Methods of preparation

In a bowl, put the tofu and crumble with a fork until it has medium pieces. Heat the olive oil over medium heat in a pan. Fry the onion until a dry, then add the garlic and peppers. Climb until slightly soft. Add the chopped tomatoes and mix until it starts to crumble slightly. Add the crumbled tofu, turmeric, nutritional yeast, salt and black pepper. Mix well and brown for 5-7 minutes until lightly brown. Turn off the fire, add the chives and mix. Serve later.



Rice with lentils and caramelized onion

Rice with lentils and caramelized onion

Ingredients

  • 1 cup of tea lentil
  • 1 cup of rice tea
  • 2 onions cut into thin slices
  • 3 tablespoons of olive oil
  • 2 wedges of chopped garlic
  • 1 teaspoon of cumin powder
  • 5 cups of water tea
  • Rooms and black pepper ground to taste

Methods of preparation

In a pan, cover the lentil with 2 cups of water and cook over medium heat for about 10-15 minutes until it is al dente. Drain and set aside. In a large pan, heat the olive oil and brown the onions over low heat, stirring occasionally until they are very golden and caramelized. In the same pan, add the garlic and cumin. Go up for 1 minute. Add the rice, the pre-cottura lentil and 3 cups of water tea. Season with salt and black pepper. Cover and cook over low heat until the water dries and the rice and the lentils are soft. Leave to rest for 5 minutes with the covered pan. Serve later.

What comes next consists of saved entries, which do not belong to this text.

PR #11498, opened 2026-08-27
feat(workflow): separate declared plan labels from issued calls

LionSR:
## Problem

A `delegate_multi_agents` proposal was rendered as one aggregate — `6 tasks · 1 phase`, the first *declared* phase labelled as active, `meta.tasks` labels listed as if they were the calls that will run, run-level files labelled as every call's inputs, and one agent/model as everyone's. `meta.tasks` is `{ id, label, phase? }` and nothing more; a script may declare none and issue everything from runtime data; each call picks its own agent, model, schema, and files. At runtime the cards erased the same distinction: `planned`/`stageBlocked`/`queued` collapsed to one "Planned", and `agent`, `files`, the structured/document contract (never stored anywhere), and the live model were dropped — so real concurrency was invisible.

## What this does (slice 1 of the design)

**Snapshot (one owner).** `WorkflowExecutionCall` gains `issued: true` (stamped by `issueCall`, cleared on hydrate for non-reusable calls), `kind` (`document` | `structured`, from `options.schema`), and the script-declared `model` at issue time. `queueCall` still drops a prior attempt's resolved facts (two persistence tests pin that ruling) but restores the declaration.

**Card projection.** `WorkflowCallProgress` gains `declared` (unissued plan label, whatever stage gate it sits behind) and `queued` statuses, plus `kind`/`agent`/`model`/`files` on any status; a live card re-emits when the host resolves agent/model. Shared copy renders `Document · polish · gemini37f · introduction.tex · 1m 12s · $0.31`; a declared row stays a bare label. Extension/desktop and CLI (dashboard, transcript, headless) consume it unchanged; the CLI dashboard now prefers the card's own model over the stream config. Host-stop recovery settles only `running` rows as failed.

**Proposal card** (extension/desktop, CLI modal, headless summary) via one shared copy module: `2 phases · 3 declared items` or `2 phases · calls issued at runtime` (never `0 tasks`); `Defaults: agent (model) — each call may name its own agent and model.`; declared items grouped under their declared phase with an explicit plan-label note; `Files available to the script`; the fake "active phase" (`phases[0]`) is gone; the CLI modal shows the file groups it used to drop. No proposal wire-schema change.

**Design record:** `docs/proposals/2026-08-28-workflow-plan-vs-issued-calls.md` — findings verified at HEAD, the conceptual model, this slice, and the per-call / per-phase admission gate (slice 2: `admitCall` before `queue.add`, reusing the existing proposal panel per issued call) with the engine invariants it must respect and the rejected alternatives.

## Tests

One regression test at the durable boundary (`WorkflowScriptProgressBridge`: a declared label carries no facts; the issued structured/document calls carry kind/agent/model/files; the never-issued label settles not-reached). Existing pins updated to the new copy/vocabulary; the persistence assertion on requeue was tightened from "model undefined" to "the script's declared model, never the prior attempt's resolved one".

## Verified

- `npm run typecheck` (all per-package tsconfigs) — clean
- `npm run lint` — clean
- `npx vitest run` — 822 files / 10 030 tests passed (1 file / 5 tests skipped, pre-existing)
- `scripts/check-browser-safe-utils.mjs` — 65 total, 6 reachable (unchanged)
- `docs/scripts/check-root-docs.mjs` — boundary OK
- prettier — clean


LionSR:
Addressed all six review findings in e82bf22be0: hydrate also resets `kind`/`agent`; declared rows never borrow the stream model in the CLI; the retry running-latch is gone (a retried call shows `queued` when it really waits); empty declared phases stay in the proposal details; the headless summary labels defaults/files/description as container facts; `/executions` exposes `issued` + `kind`. Affected suites, typecheck, lint, ratchet green locally.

Quinoa with mushrooms and spinach

Ingredients

  • 1 cup of tea Quinoa
  • 200 g of Fresh Portobello Mushrooms Sliced
  • 1 cup of spinach tea
  • 1/2 chopped onion
  • 2 wedges of chopped garlic
  • 2 tablespoons of olive oil
  • 2 1/2 cups of tea with hot vegetable broth
  • 2 tablespoons of nutritional yeast
  • 1/2 lemon juice
  • Rooms and black pepper ground to taste
  • NUT of Brazil chopped to finish

Methods of preparation

In a pan, heat 1 tablespoon of olive oil over low heat. Fry the onion until it is transparent. Add the garlic and the mushroom. Go up 3-5 minutes until golden brown. Add the quinoa and mix well. Gradually take the vegetable broth, mixing occasionally, until the quinoa cooks. It must be soft, but still with a slight firmness. When the quinoa is almost ready, add the spinach and mix until you are not dry. Turn off the fire, add nutritional yeast, lemon juice, remaining olive oil, salt and black pepper. Mix well. Ends with the Dado del Brazil and then serve.